Из этой чересполосицы возникли рефлексы как фобийной защиты, так и сентиментальной симпатии, которые могли отложиться и в экпансионистских и колонизаторских проектах, и в идеях союза и слияния. Как в хорошем, так и в плохом каждая страна, народ и империя подают себя как естественный объект и дополнение собственных фантазий о величии и универсальных призваниях. «Российский комплекс» в Германии{1205}, возникший впервые не в XIX в., и комплементарный ему, возможно, еще более вирулентный «германский комплекс»{1206} в России образуют поле ментальной напряженности и лабораторию, где в ходе Первой мировой войны и после нее генерировались «тоталитарные» идеологии и энергии, в конце концов консолидировавшиеся и материализовавшиеся в большевизме и национал-социализме.

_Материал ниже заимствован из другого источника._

PR #250, opened 2024-10-16
Add integration tests for JMX.

musa-asad:
### Description of changes
Adds integration tests to check if enabling annotations adds expected JMX environmental variables for `app_signals` and without.

### Testing
`make test`
Screenshot 2024-10-09 at 9 40 03 AM

See passing tests in `Checks`.

Addressed @Paramadon's comments from https://github.com/aws/amazon-cloudwatch-agent-operator/pull/245/.

----------------
By submitting this pull request, I confirm that you can use, modify, copy, and redistribute this contribution, under the terms of your choice.

PR #257, opened 2024-10-23
Update sample deployment to include NodeJS

musa-asad:
*Description of changes:*
We want to inject all language annotations to our `sample-deployment-all-languages.yaml`. This change makes sure to include `nodejs`.


musa-asad:
Added to #250.

musa-asad:
Added to #250.

PR #258, opened 2024-10-23
Injecting Prometheus path if not specified in agent config

Paramadon:
### Description of issue
Currently there is a bug for prometheus eks on CWA where if a customer does not specify the config file path in the prometheus section it is not auto injected in the agent.json. This pr fixes that and sets the prometheus_config_path to `/etc/prometheusconfig/prometheus.yaml`

*Description of changes:*

### Image of user not specifying `prometheus_config_path` in their config and the resulting agent.json (config file path is at the end)
Screenshot 2024-10-22 at 8 57 12 PM
Screenshot 2024-10-22 at 8 58 04 PM

### Image of user specifying `prometheus_config_path` in their config and the resulting agent.json
Screenshot 2024-10-22 at 8 57 04 PM
Screenshot 2024-10-22 at 8 56 20 PM

### Testing
Added unit test for both cases where there is not `prometheus_config_path` and when there is.

### Steps to replicate and the solution
1. Clone operator repo and checkout injectingPromPath
2. Run `make container` and then push that image to an ecr repo 
3. Clone helm chart repo and checkout ta-helm branch
4. Replace the manager image with the one you pushed to the ecr repo. 
5. You can change the prometheus_config_path under the agent config to test out if the fix is working. 
6. Run `helm upgrade --install amazon-cloudwatch-observability ../helm-charts/charts/amazon-cloudwatch-observability --values ../helm-charts/charts/amazon-cloudwatch-observability/values.yaml --set clusterName=<cluster-nam> --set region=<region> --namespace amazon-cloudwatch --create-namespace` 
7. If that fails just delete the amazon-cloudwatch namespace and try again.
8. Now you can check the `cloudwatch-agent-w-prom` config map and that it has the agent json with the correct prometheus_config_path.

### Ran govulcheck ./..
Screenshot 2024-10-28 at 5 11 29 PM


musa-asad:
You shouldn't need to edit the `Dockerfile`, `go.mod`, and `go.sum`.

internal/manifests/collector/config_replace_test.go
```diff
@@ -358,7 +359,7 @@ func TestReplacePrometheusConfig(t *testing.T) {
     scrape_interval: 1m
     scrape_timeout: 10s
 target_allocator:
-  endpoint: http://target-allocator-service:80
+  endpoint: https://target-allocator-service:80
```
musa-asad, line 362: Thanks for fixing these.

internal/manifests/collector/config_replace.go
```diff
@@ -33,12 +34,38 @@ type Config struct {
 }
 
 func ReplaceConfig(instance v1alpha1.AmazonCloudWatchAgent) (string, error) {
+	// Parse the original configuration from instance.Spec.Config
 	config, err := adapters.ConfigFromJSONString(instance.Spec.Config)
 	if err != nil {
 		return "", err
 	}
+	fmt.Println("Original config:", config)
```
musa-asad, line 42: nit: spacing
```suggestion
	fmt.Println("Original config: ", config)
```

internal/manifests/collector/config_replace.go
```diff
@@ -33,12 +34,38 @@ type Config struct {
...
 
-	out, err := json.Marshal(config)
+	conf := confmap.NewFromStringMap(config)
+
+	prometheusFilePath := conf.Get("logs::metrics_collected::prometheus::prometheus_config_path")
```
musa-asad, line 46: 👌

internal/manifests/collector/config_replace.go
```diff
@@ -33,12 +34,38 @@ type Config struct {
...
+			"metrics_collected": map[string]interface{}{
+				"prometheus": map[string]interface{}{
+					"prometheus_config_path": prometheusFilePath,
+				},
+			},
+		},
+	})
+
+	// Merge the Prometheus configuration
+	err = conf.Merge(prometheusConfig)
```
musa-asad, line 62: 👌

internal/manifests/collector/config_replace.go
```diff
@@ -33,12 +34,38 @@ type Config struct {
...
 	}
+	fmt.Println("Original config:", config)
 
-	out, err := json.Marshal(config)
+	conf := confmap.NewFromStringMap(config)
+
+	prometheusFilePath := conf.Get("logs::metrics_collected::prometheus::prometheus_config_path")
+	if prometheusFilePath == nil {
+		prometheusFilePath = "/etc/prometheusconfig/prometheus.yaml"
+	}
```
musa-asad, line 49: Nice way to fetch the `prometheus_config_path`, but do we need to do this? The customer should always be referencing the `prometheus.yaml` stored in the volume mount.

internal/manifests/collector/config_replace.go
```diff
@@ -33,12 +34,38 @@ type Config struct {
...
+
+	prometheusConfig := confmap.NewFromStringMap(map[string]interface{}{
+		"logs": map[string]interface{}{
+			"metrics_collected": map[string]interface{}{
+				"prometheus": map[string]interface{}{
+					"prometheus_config_path": prometheusFilePath,
+				},
+			},
+		},
+	})
```
musa-asad, line 59: Nice way to fetch the `prometheus_config_path`, but do we need to do this? The customer should always be referencing the `prometheus.yaml` stored in the volume mount, right?
```suggestion
	prometheusConfig := confmap.NewFromStringMap(map[string]interface{}{
		"logs": map[string]interface{}{
			"metrics_collected": map[string]interface{}{
				"prometheus": map[string]interface{}{
					"prometheus_config_path": "/etc/prometheusconfig/prometheus.yaml",
				},
			},
		},
	})
```

Paramadon: A customer can have a different prometheus config path in their agent json so I don't think we should just override that. We will default to "/etc/prometheusconfig/prometheus.yaml" if there is not config path specified.

musa-asad: Also, it looks like we do use this path under "metrics": https://github.com/aws/amazon-cloudwatch-agent/pull/1386. So we may need to implement that.

internal/manifests/collector/config_replace.go
```diff
@@ -33,12 +34,57 @@ type Config struct {
...
 func ReplaceConfig(instance v1alpha1.AmazonCloudWatchAgent) (string, error) {
+	// Parse the original configuration from instance.Spec.Config
 	config, err := adapters.ConfigFromJSONString(instance.Spec.Config)
 	if err != nil {
 		return "", err
 	}
 
-	out, err := json.Marshal(config)
+	conf := confmap.NewFromStringMap(config)
+
```
musa-asad, line 44: You would also need this check because if it is empty, then the `/etc/prometheusconfig/prometheus.yaml` won't be created.
```go
!instance.Spec.Prometheus.IsEmpty()
```

internal/manifests/collector/config_replace.go
Paramadon: Changed it so that we only add prometheus_config_path if prometheus section exist we make sure that configmap for prometheus was created.

internal/manifests/collector/config_replace.go
Paramadon: done

musa-asad (dismissed):
Good testing.

okankoAMZ (changes requested):
Cannot build due to: 
```
imported by a module that requires go 1.21
```

internal/manifests/collector/config_replace.go
```diff
@@ -33,12 +34,57 @@ type Config struct {
...
+	prometheusFilePath := conf.Get("logs::metrics_collected::prometheus::prometheus_config_path")
+	if prometheusFilePath == nil {
+		prometheusFilePath = "/etc/prometheusconfig/prometheus.yaml"
+	}
+	if conf.IsSet("logs::metrics_collected::prometheus") && !instance.Spec.Prometheus.IsEmpty() {
+		prometheusConfig := confmap.NewFromStringMap(map[string]interface{}{
```
okankoAMZ, line 50: nit: this could be a global variable called `DefaultPrometheusPath` and can be reused. We don't need to create a new map everytime.

internal/manifests/collector/config_replace.go
```diff
@@ -33,12 +34,57 @@ type Config struct {
...
+		err = conf.Merge(prometheusConfig)
+		if err != nil {
+			return "", err
+		}
+	}
+	prometheusFilePath = conf.Get("metrics::metrics_collected::prometheus::prometheus_config_path")
+	if prometheusFilePath == nil {
+		prometheusFilePath = "/etc/prometheusconfig/prometheus.yaml"
+	}
+	if conf.IsSet("metrics::metrics_collected::prometheus") && !instance.Spec.Prometheus.IsEmpty() {
```
okankoAMZ, line 69: nit: this could be a global variable called DefaultMetricsPrometheusPath and can be reused. We don't need to create a new map everytime.

okankoAMZ (dismissed):
Looks good, just want to point out that this would mean, the customer still has to define prometheus section to enable it. This should be updated when the translator is updated later on.

okankoAMZ (approved):

Dockerfile
```diff
@@ -1,5 +1,5 @@
 # Build the manager binary
-FROM golang:1.20 as builder
+FROM golang:1.23 as builder
```
musa-asad, line 2: Should we be changing this?

go.mod
```diff
@@ -1,6 +1,6 @@
 module github.com/aws/amazon-cloudwatch-agent-operator
 
-go 1.21
+go 1.21.0
```
musa-asad, line 3: Should we be changing this?

go.mod
```diff
@@ -29,9 +29,10 @@ require (
 	github.com/prometheus/prometheus v0.48.1
 	github.com/spf13/pflag v1.0.5
 	github.com/stretchr/testify v1.9.0
+	go.opentelemetry.io/collector/confmap v0.102.1
```
musa-asad, line 32: Seems that v0.101.0 can be used instead to prevent changing the Go version.

okankoAMZ (approved):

Эти особые взаимоотношения объективно можно понять. Дело в том, что и Россия, и Пруссия-Германия не были четко оформленными национальными государствами, а представляли собой открытые на все стороны «комплексы» людей и территорий, потенциалов и ресурсов, языков и культур, которые скрещивались и переплетались друг с другом многообразным, а частично почти «семейным» образом. И если мыслить в категориях мировой значимости и мировой великодержавности, взгляд как бы сам собой останавливается на том или ином конкретном «комплексе». Если бы Российская империя аннексировала или ассимилировала германский потенциал (все равно каким путем), она в самом деле стала бы «новой Америкой», воспетой в 1913 г. Александром Блоком[208].
Кроме амбиций такого дружеского или вражеского поглощения всегда существовали также фантазии на тему синтеза или даже сплавления обоих взаимодополняющих потенциалов, культур, народов или рас, что столь интенсивно происходило весьма редко, а возможно, и никогда не происходило между двумя странами или народами. Крайние проявления вражды, которые могли сгущаться до истерических комплексов страха и слабости, свидетельствовали о близости, содержавшей в себе зародыш проективного замещения и взаимопонимания. Исторически отделить одно от другого невозможно, как нельзя и дать этому количественную оценку. Даже; если эти представления никогда не могли быть реализованы ни исторически, ни политически, они все же были индикаторами особого поля энергетической напряженности между обоими комплексами, и потому их вовсе нельзя назвать незначительными или не имеющими последствий.